**YOUR GOAL**
In the records below, find each line containing the word "tokenized" and copy it.

(Data excerpts)
PR #1040, opened 2023-10-13
obj_label_tesim - comment added as to where it is used

ndushay:

Because this just bit us.

comment change only


justinlittman (changes requested):
It is used in other places as well.

ndushay:
nevermind - killing this PR

PR #1042, opened 2023-10-17
Parallelize the slowest part of the rolling indexer

mjgiarlo:
# Why was this change made?

The rolling indexer is slower than we think it should be. We currently estimate that a complete reindex of SDR takes roughly ~11 days to finish. Naomi and I spent some time benchmarking the indexer, and noticed two ways we could speed this up:

1. Reduce the number of times we add docs to Solr from 500 to 1, as `RSolr::Client#add` can take a batch of docs in an array (shaves ~10s off the run);
2. Parallelize the `Dor::Services::Client#find` and the `Indexer.load_and_index` calls, which is where the indexer was spending most of its time

As a result, a typical run in prod takes ~20 seconds instead of ~145 seconds.  This is a seven fold increase (based on our sample size of 1 run).   See below for benchmarking results.

We also tested varying the Solr `commitWithin` value and found that higher values did not yield a faster runtime, which pointed to the source of sluggishness being elsewhere (namely the DSC and Indexer calls mentioned above):

```
                             user     system      total        real
index 500 (1s commit)   58.971828   2.422009  61.393837 (144.080748)
index 500 (10s commit)  59.640639   2.644295  62.284934 (143.016791)
index 500 (100s commit) 59.226527   2.276780  61.503307 (144.232593)
```

## Before

```
                             user     system      total        real
index 500 (1s commit):  61.467601   2.203758  63.671359 (142.879938)
```

## After parallelization

```
                                   user     system      total        real
index 500 as array (parallel)  1.045042   0.097685  60.504973 ( 20.565835)
```

## After adding `Indexer.load_and_build`

```
                                     user     system      total        real
only add once (for real)         1.084629   0.090197  60.799066 ( 18.072022)
```

## How Slow Has It Been?

We currently have around 7M objects in the index, and we're indexing 500 at a time,  so this will take 7M/500 = 14,000 iterations.  If each iteration takes 1 minute to run, then it's 14,000 minutes = 233 hours = 10 days PLUS 5 seconds wait time for each iteration, which adds another 19.4 hours so ... basically 11 days.  Except in observation, it seems it takes longer than 2 weeks.  See https://github.com/sul-dlss/argo/issues/4187#issuecomment-1765451949 and https://github.com/sul-dlss/argo/issues/4194#issuecomment-1765450594.  In particular, the tags indexing should have been completed by now.

# How was this change tested?

- [x] CI
- [x] Ran the benchmarking in prod (without changing the current rolling indexer process)
- [x] Deployed to stage and watched honeybadger

### DIFF
--- a/bin/rolling_index
+++ b/bin/rolling_index
@@ -2,6 +2,7 @@
 
 require_relative '../config/environment'
 require 'daemons'
+require 'parallel'
 
 QUERY = { q: '*:*', sort: 'timestamp asc', fl: 'id', rows: '500' }
 
@@ -9,20 +10,26 @@ Daemons.run_proc('rolling index') do
   loop do
     solr_conn = RSolr.connect(timeout: 120, open_timeout: 120, url: Settings.solrizer_url)
     response = solr_conn.get 'select', params: QUERY
-    response['response']['docs'].each do |doc|
+    solr_docs = Parallel.map(response['response']['docs'], in_processes: 8) do |doc|
       identifier = doc['id'].scrub('')
       # Occasionally, we've seen invalid bytes in the identifier, so try to catch those:
       Honeybadger.notify("Identifier isn't valid utf-8", { identifier: identifier, bytes: identifier.unpack('C*') }) unless doc['id'].valid_encoding?
       begin
+        # This returns a Solr doc instance
         Indexer.load_and_index(solr: solr_conn, identifier: identifier)
       rescue Dor::Services::Client::NotFoundResponse
         Honeybadger.notify('Rolling indexer cannot reindex since not found.', { druid: identifier })
         # Clean up cruft in QA and stage
         Indexer.delete(solr: solr_conn, identifier: identifier) if ['stage', 'qa'].include?(ENV['HONEYBADGER_ENV'])
+        # Return `nil`, which is compacted, so the Solr add isn't grumpy
+        nil
       rescue Dor::Services::Client::UnexpectedResponse
         Honeybadger.notify('Unexpected response from Dor Services App.', { druid: identifier })
+        # Return `nil`, which is compacted, so the Solr add isn't grumpy
+        nil
       end
-    end
+    end.compact
+    solr_conn.add(solr_docs, add_attributes: { commitWithin: 1000 })
     sleep(5) # This was just a wild guess.  We can turn this up/down as necessary.
   end
 end
--- a/bin/rolling_index
+++ b/bin/rolling_index
@@ -16,7 +16,7 @@ Daemons.run_proc('rolling index') do
       Honeybadger.notify("Identifier isn't valid utf-8", { identifier: identifier, bytes: identifier.unpack('C*') }) unless doc['id'].valid_encoding?
       begin
         # This returns a Solr doc instance
-        Indexer.load_and_index(solr: solr_conn, identifier: identifier)
+        Indexer.load_and_build(identifier: identifier)
       rescue Dor::Services::Client::NotFoundResponse
         Honeybadger.notify('Rolling indexer cannot reindex since not found.', { druid: identifier })
         # Clean up cruft in QA and stage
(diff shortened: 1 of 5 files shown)


ndushay:
notifying @justinlittman and @andrewjbtw that the only negative impact we have thought of is that by parallelizing the rolling reindexer, there will be fewer cores on -a for on demand indexing (and new object indexing) ... but -b is unaffected.  So keep an eye out for unacceptable indexing times for stuff.

andrewjbtw:
Presumably now that we've left Fedora, the possible negative impact of taking the core part of the system down with too much activity is less of a risk.

bin/rolling_index
```diff
@@ -2,27 +2,34 @@
...
     solr_conn = RSolr.connect(timeout: 120, open_timeout: 120, url: Settings.solrizer_url)
     response = solr_conn.get 'select', params: QUERY
-    response['response']['docs'].each do |doc|
+    solr_docs = Parallel.map(response['response']['docs'], in_processes: 8) do |doc|
       identifier = doc['id'].scrub('')
       # Occasionally, we've seen invalid bytes in the identifier, so try to catch those:
       Honeybadger.notify("Identifier isn't valid utf-8", { identifier: identifier, bytes: identifier.unpack('C*') }) unless doc['id'].valid_encoding?
       begin
+        # This returns a Solr doc instance
         Indexer.load_and_index(solr: solr_conn, identifier: identifier)
```
jmartin-sul, line 19: it looks from the `Indexer.load_and_index` ultimately does a `solr_conn.add` underneath, so i'm wondering if that means this the `solr_conn.add` that was added in this PR is redundant?  https://github.com/sul-dlss/dor_indexing_app/blob/ad5ee6221adc0f81c2a906aded54b6f6bc73fd1a/app/services/indexer.rb#L35-L53

i couldn't quite tell (based on title and description) whether the goal of this PR was only to gain speed via the parallelization change, or to also gain speed via reduction of the number of solr doc adds.  if the latter, and if i'm understanding the code correctly, it seems like we'd maybe want to refactor `Indexer` to have a method that only returns the solr doc instead of also adding it, or to replace the `Indexer.load_and_index` call here with e.g. `DocumentBuilder.for(model: Dor::Services::Client.object(identifier).find).to_solr` (and if going that route, to maybe add similar `Honeybadger.context` setting to what would be lost if `Indexer` isn't used).

jmartin-sul (approved):
based on a quick trace through the code, i'm wondering if there's an additional easy win to be gained in terms of speed based on the speed improvement possibilities mentioned in the PR discussion, assuming my read of the code is correct.

even with that concern, my read is that this change doesn't hurt things in terms of correctness.  and given the huge speed improvement and the expectation that even parallelization alone could provide a big speed boost, i'm going to assume that the speed improvement is real and that the test result isn't a random fluke due to the sample size of 1.

so, approving, but leaving unmerged for consideration of all that, and maybe for other eyes to review.

(dropping in on this PR review without any slack or standup discussion context, since i've mostly been out today and yesterday for jury duty)

ndushay (approved):
Nice observation, @jmartin-sul !  w00t!

mjgiarlo:
@jmartin-sul 💬 
> based on a quick trace through the code, i'm wondering if there's an additional easy win to be gained in terms of speed based on the speed improvement possibilities mentioned in the PR description, assuming my read of the code is correct.

Yes, good call! Made that change. It's now an ~8x improvement. 😄 
 
> even with that concern, my read is that this change doesn't hurt things in terms of correctness. and given the huge speed improvement and the expectation that even parallelization alone could provide a big speed boost, i'm going to assume that the speed improvement is real and that the test result isn't a random fluke due to the sample size of 1.

Between yesterday and today, @ndushay and I tested this over ~15 times in stage and prod, so the sample size is slightly bigger and the results were pretty consistent, for what it's worth!
 
🍻

jmartin-sul (approved):

ndushay:
@mjgiarlo after your FR shift and the problems ... did you end up removing the parallelization (set it to 1) to avoid the errors for DSA/DIA stuff?  Or are we still at 2?

mjgiarlo:
@ndushay still 2: https://github.com/sul-dlss/dor_indexing_app/blob/main/config/settings.yml#L4

PR #1043, opened 2023-10-18
add contributor_text_nostem_im field for searching authors

ndushay:

Part of sul-dlss/argo#4231

For better searching recall and precision.  In argo prod right now, there is very poor recall for searching on author names.

CI. (we're just adding a new field to the index)

### DIFF
--- a/app/indexers/descriptive_metadata_indexer.rb
+++ b/app/indexers/descriptive_metadata_indexer.rb
@@ -20,7 +20,9 @@ class DescriptiveMetadataIndexer
       'mods_typeOfResource_ssim' => resource_type,
       'sw_format_ssim' => sw_format,
       'sw_genre_ssim' => stanford_mods_record.sw_genre,
-      'sw_author_tesim' => author,
+      'contributor_text_nostem_im' => author_all, # author names should be tokenized but not stemmed
+      'author_text_nostem_im' => author_primary, # primary author tokenized but not stemmed
+      'sw_author_tesim' => author_primary,
       'contributor_orcids_ssim' => orcids,
       'sw_display_title_tesim' => title,
       'sw_subject_temporal_ssim' => stanford_mods_record.era_facet,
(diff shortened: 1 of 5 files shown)


app/services/author_builder.rb
```diff
@@ -1,34 +1,25 @@
 # frozen_string_literal: true
 
 class AuthorBuilder
-  ALLOWED_ROLES = %w[Author creator].freeze
```
ndushay, line 4: this isn't used anywhere

app/services/author_builder.rb
```diff
@@ -1,34 +1,25 @@
...
 
-  # @param [Array<Cocina::Models::Contributor>] contributors
-  # @return [String] the author value for Solr
-  def self.build(contributors)
```
ndushay, line 8: changing the methos to build_primary and build_all, instead of trying to make "build" serve both cases

app/services/author_builder.rb
```diff
@@ -1,34 +1,25 @@
...
-    contributor = primary_contributor || contributors.first
-    build_contributor(contributor)
+  def build_all
+    NameBuilder.build_all(cocina_contributors.filter_map(&:name))
   end
 
   private
 
-  attr_reader :contributors
+  attr_reader :cocina_contributors
```
ndushay, line 20: let's be clear about what "contributor" means here

app/services/name_builder.rb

**FINISHED TASK**
+      'contributor_text_nostem_im' => author_all, # author names should be tokenized but not stemmed
+      'author_text_nostem_im' => author_primary, # primary author tokenized but not stemmed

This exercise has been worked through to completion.